▸ The records:
PR #565, opened 2019-10-14
CEDS-1675 Change the case of TXM ids to camelcase

PauloPortugal:
This was the feedback from TxM team.

### DIFF
--- a/app/services/audit/AuditService.scala
+++ b/app/services/audit/AuditService.scala
@@ -98,5 +98,5 @@ object AuditTypes extends Enumeration {
 }
 object EventData extends Enumeration {
   type Data = Value
-  val EORI, LRN, MRN, DUCR, DecType, ChangeReason, ChangeDescription, FullName, JobRole, Email, Confirmed, SubmissionResult, Success, Failure = Value
+  val eori, lrn, mrn, ducr, decType, changeReason, changeDescription, fullName, jobRole, email, confirmed, submissionResult, Success, Failure = Value
 }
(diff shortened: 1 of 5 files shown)


app/services/audit/AuditService.scala
```diff
@@ -98,5 +98,5 @@ object AuditTypes extends Enumeration {
 }
 object EventData extends Enumeration {
   type Data = Value
-  val EORI, LRN, MRN, DUCR, DecType, ChangeReason, ChangeDescription, FullName, JobRole, Email, Confirmed, SubmissionResult, Success, Failure = Value
+  val eori, lrn, mrn, ducr, decType, changeReason, changeDescription, fullName, jobRole, email, confirmed, submissionResult, Success, Failure = Value
```
PatrykRudnicki: The same question like in movements, what about Success and Failure?

test/services/audit/AuditServiceSpec.scala
```diff
@@ -107,10 +107,10 @@ trait AuditTestSupport extends UnitSpec with ExportsDeclarationBuilder with Scal
   val mockAuditConnector = mock[AuditConnector]
 
   val auditData = Map(
-    EORI.toString -> "eori1",
+    eori.toString -> "eori1",
     LRN.toString -> "lrn1", // FIXME refere to bad thing
     DUCR.toString -> "ducr1",
```
PatrykRudnicki: Here you're using wrong labels, that contains probably correct value, but this LRN and DUCR are not from EventData

app/services/audit/AuditService.scala
ed0906: I think they get used as a value, rather than a key in the JSON

PauloPortugal: That is a value not a key. TxM wanted the keys to be `camelCase`

test/services/audit/AuditServiceSpec.scala
PauloPortugal: Those are fine, here but I am going to explicitly refer to EvenData.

▸ Instructions for the task: I'd like the material repeated word for word, please.

▸ Reply to the exercise:
PR #565, opened 2019-10-14
CEDS-1675 Change the case of TXM ids to camelcase

PauloPortugal:
This was the feedback from TxM team.

### DIFF
--- a/app/services/audit/AuditService.scala
+++ b/app/services/audit/AuditService.scala
@@ -98,5 +98,5 @@ object AuditTypes extends Enumeration {
 }
 object EventData extends Enumeration {
   type Data = Value
-  val EORI, LRN, MRN, DUCR, DecType, ChangeReason, ChangeDescription, FullName, JobRole, Email, Confirmed, SubmissionResult, Success, Failure = Value
+  val eori, lrn, mrn, ducr, decType, changeReason, changeDescription, fullName, jobRole, email, confirmed, submissionResult, Success, Failure = Value
 }
(diff shortened: 1 of 5 files shown)


app/services/audit/AuditService.scala
```diff
@@ -98,5 +98,5 @@ object AuditTypes extends Enumeration {
 }
 object EventData extends Enumeration {
   type Data = Value
-  val EORI, LRN, MRN, DUCR, DecType, ChangeReason, ChangeDescription, FullName, JobRole, Email, Confirmed, SubmissionResult, Success, Failure = Value
+  val eori, lrn, mrn, ducr, decType, changeReason, changeDescription, fullName, jobRole, email, confirmed, submissionResult, Success, Failure = Value
```
PatrykRudnicki: The same question like in movements, what about Success and Failure?

test/services/audit/AuditServiceSpec.scala
```diff
@@ -107,10 +107,10 @@ trait AuditTestSupport extends UnitSpec with ExportsDeclarationBuilder with Scal
   val mockAuditConnector = mock[AuditConnector]
 
   val auditData = Map(
-    EORI.toString -> "eori1",
+    eori.toString -> "eori1",
     LRN.toString -> "lrn1", // FIXME refere to bad thing
     DUCR.toString -> "ducr1",
```
PatrykRudnicki: Here you're using wrong labels, that contains probably correct value, but this LRN and DUCR are not from EventData

app/services/audit/AuditService.scala
ed0906: I think they get used as a value, rather than a key in the JSON

PauloPortugal: That is a value not a key. TxM wanted the keys to be `camelCase`

test/services/audit/AuditServiceSpec.scala
PauloPortugal: Those are fine, here but I am going to explicitly refer to EvenData.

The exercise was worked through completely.